Set down exactly the lines of the listing below, please, beginning with the first and ending with the line that holds "In https://github.com/huggingface/huggingface_hub/pull/874 we".
=== Provided entries ===
PR #879, opened 2022-05-19
FIX make import machinary private

adrinjalali:
This is quite minor, one review should be enough.

cc @osanseviero @LysandreJik


osanseviero (approved):
LG, thanks!

PR #880, opened 2022-05-23
MNT deprecate imports from snapshot_download

adrinjalali:
In https://github.com/huggingface/huggingface_hub/pull/874 we had to rename the `snapshot_download.py` file which makes `from huggingface_hub.snapshot_download import blah` fail.

This PR deprecated such imports and warns the user instead of failing.

Ref: https://github.com/scientific-python/lazy_loader/pull/9

cc @LysandreJik @osanseviero 

P.S.: I won't be available to apply suggestions here this week, but I think we should have this in the release. If you think anything needs to be changed in this PR, please apply the suggestions and then merge :)

### DIFF
--- a/tests/test_snapshot_download.py
+++ b/tests/test_snapshot_download.py
@@ -4,6 +4,8 @@ import tempfile
 import time
 import unittest
 
+import pytest
+
 import requests
 from huggingface_hub import HfApi, Repository, snapshot_download
 from huggingface_hub.hf_api import HfFolder
@@ -357,3 +359,8 @@ class SnapshotDownloadTests(unittest.TestCase):
 
     def test_download_model_with_ignore_regex_list(self):
         self.check_download_model_with_regex(["*.git*", "*.pt"], allow=False)
+
+
+def test_snapshot_download_import():
+    with pytest.warns(FutureWarning, match="has been made private"):
+        from huggingface_hub.snapshot_download import snapshot_download  # noqa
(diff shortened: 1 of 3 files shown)


osanseviero:
It seems `test_snapshot_download_import` is failing with `ModuleNotFoundError` https://github.com/huggingface/huggingface_hub/runs/6551770715?check_suite_focus=true

LysandreJik:
That looks very nice

tests/test_snapshot_download.py
```diff
@@ -357,3 +359,8 @@ def test_download_model_with_ignore_regex(self):
 
     def test_download_model_with_ignore_regex_list(self):
         self.check_download_model_with_regex(["*.git*", "*.pt"], allow=False)
+
+
+def test_snapshot_download_import():
+    with pytest.warns(FutureWarning, match="has been made private"):
+        from huggingface_hub.snapshot_download import snapshot_download  # noqa
```
LysandreJik, line 366: Could we also check that the method is the same as the one imported from `from huggingface_hub import snapshot_download`?

LysandreJik (approved):
Looks great, thanks for working on it @adrinjalali! Only left a nit regarding testing.

tests/test_snapshot_download.py
adrinjalali: Done

LysandreJik:
Perfect, thank you @adrinjalali!

PR #889, opened 2022-05-30
Add list_spaces to HfApi

### LINKED ISSUE #881: Add list_spaces
Allow users listing spaces similar to how they can list models and datasets

We can use something like this for example

```
HF_LIST_ENDPOINT = HF_ENDPOINT + "/api/spaces?filter={type}"
r = requests.get(HF_LIST_ENDPOINT.format(type=type))
r.raise_for_status()
d = r.json()
```

cc @lvwerra

cakiki:
First try; fixes #881.  :-) 
Reused the `SpaceInfo` class, but not sure that was the way to go because of unused fields:
```
SpaceInfo: {
	id: BigSalmon/Streamlit_Headline_Writer
	sha: None
	lastModified: None
	siblings: None
	private: None
	author: None
	sdk: streamlit
}
```

cc @osanseviero @LysandreJik


src/huggingface_hub/hf_api.py
```diff
@@ -1148,6 +1148,34 @@ def list_metrics(self) -> List[MetricInfo]:
         d = r.json()
         return [MetricInfo(**x) for x in d]
 
+    def list_spaces(self, space_sdk: Optional[str] = None) -> List[SpaceInfo]:
```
===
Task result:
PR #879, opened 2022-05-19
FIX make import machinary private

adrinjalali:
This is quite minor, one review should be enough.

cc @osanseviero @LysandreJik


osanseviero (approved):
LG, thanks!

PR #880, opened 2022-05-23
MNT deprecate imports from snapshot_download

adrinjalali:
In https://github.com/huggingface/huggingface_hub/pull/874 we had to rename the `snapshot_download.py` file which makes `from huggingface_hub.snapshot_download import blah` fail.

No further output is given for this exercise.